SET ##GLOBAL.wait_timeout=300;
SET ##LOCAL.wait_timeout=300; -- OR current session only
Where 300 is the number of seconds you think the maximum time the query could take.
Further information on how to deal with Mysql connection issues.
EDIT: Two other settings you may want to also use is net_write_timeout and net_read_timeout.
In MAMP (non-pro version) I added
--max_allowed_packet=268435456
to ...\MAMP\bin\startMysql.sh
Credits and more details here
If you are using xampp server :
Go to xampp -> mysql -> bin -> my.ini
Change below parameter :
max_allowed_packet = 500M
innodb_log_file_size = 128M
This helped me a lot :)
This error is occur due to expire of wait_timeout .
Just go to mysql server check its wait_timeout :
mysql> SHOW VARIABLES LIKE 'wait_timeout'
mysql> set global wait_timeout = 600 # 10 minute or maximum wait time
out you need
http://sggoyal.blogspot.in/2015/01/2006-mysql-server-has-gone-away.html
I was getting this same error on my DigitalOcean Ubuntu server.
I tried changing the max_allowed_packet and the wait_timeout settings but neither of them fixed it.
It turns out that my server was out of RAM. I added a 1GB swap file and that fixed my problem.
Check your memory with free -h to see if that's what's causing it.
On windows those guys using xampp should use this path xampp/mysql/bin/my.ini and change max_allowed_packet(under section[mysqld])to your choice size.
e.g
max_allowed_packet=8M
Again on php.ini(xampp/php/php.ini) change upload_max_filesize the choice size.
e.g
upload_max_filesize=8M
Gave me a headache for sometime till i discovered this. Hope it helps.
It was RAM problem for me.
I was having the same problem even on a server with 12 CPU cores and 32 GB RAM. I researched more and tried to free up RAM. Here is the command I used on Ubuntu 14.04 to free up RAM:
sync && echo 3 | sudo tee /proc/sys/vm/drop_caches
And, it fixed everything. I have set it under cron to run every hour.
crontab -e
0 * * * * bash /root/ram.sh;
And, you can use this command to check how much free RAM available:
free -h
And, you will get something like this:
total used free shared buffers cached
Mem: 31G 12G 18G 59M 1.9G 973M
-/+ buffers/cache: 9.9G 21G
Swap: 8.0G 368M 7.6G
In my case it was low value of open_files_limit variable, which blocked the access of mysqld to data files.
I checked it with :
mysql> SHOW VARIABLES LIKE 'open%';
+------------------+-------+
| Variable_name | Value |
+------------------+-------+
| open_files_limit | 1185 |
+------------------+-------+
1 row in set (0.00 sec)
After I changed the variable to big value, our server was alive again :
[mysqld]
open_files_limit = 100000
This generally indicates MySQL server connectivity issues or timeouts.

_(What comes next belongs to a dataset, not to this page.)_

PR #1755, opened 2019-04-11
Add guardian weekly

rupertbates:
## Why are you doing this?

This is the first step towards building the Guardian Weekly checkout - support-workers will now be able to create GW subscriptions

Can generally be solved by changing wait_timeout and max_allowed_packet in my.cnf or similar.
I would suggest these values:
wait_timeout = 28800
max_allowed_packet = 8M
If you are using the 64Bit WAMPSERVER, please search for multiple occurrences of max_allowed_packet because WAMP uses the value set under [wampmysqld64] and not the value set under [mysqldump], which for me was the issue, I was updating the wrong one. Set this to something like max_allowed_packet = 64M.
Hopefully this helps other Wampserver-users out there.
There is an easier way if you are using XAMPP.
Open the XAMPP control panel, and click on the config button in mysql section.
Now click on the my.ini and it will open in the editor. Update the max_allowed_packet to your required size.
Then restart the mysql service. Click on stop on the Mysql service click start again. Wait for a few minutes.
Then try to run your Mysql query again. Hope it will work.
It's always a good idea to check the logs of the Mysql server, for the reason why it went away.
It will tell you.
MAMP 5.3, you will not find my.cnf and adding them does not work as that max_allowed_packet is stored in variables.
One solution can be:
Go to http://localhost/phpmyadmin
Go to SQL tab
Run SHOW VARIABLES and check the values, if it is small then run with big values
Run the following query, it set max_allowed_packet to 7gb:
set global max_allowed_packet=268435456;
For some, you may need to increase the following values as well:
set global wait_timeout = 600;
set innodb_log_file_size =268435456;
For Vagrant Box, make sure you allocate enough memory to the box
config.vm.provider "virtualbox" do |vb|
vb.memory = "4096"
end
This might be a problem of your .sql file size.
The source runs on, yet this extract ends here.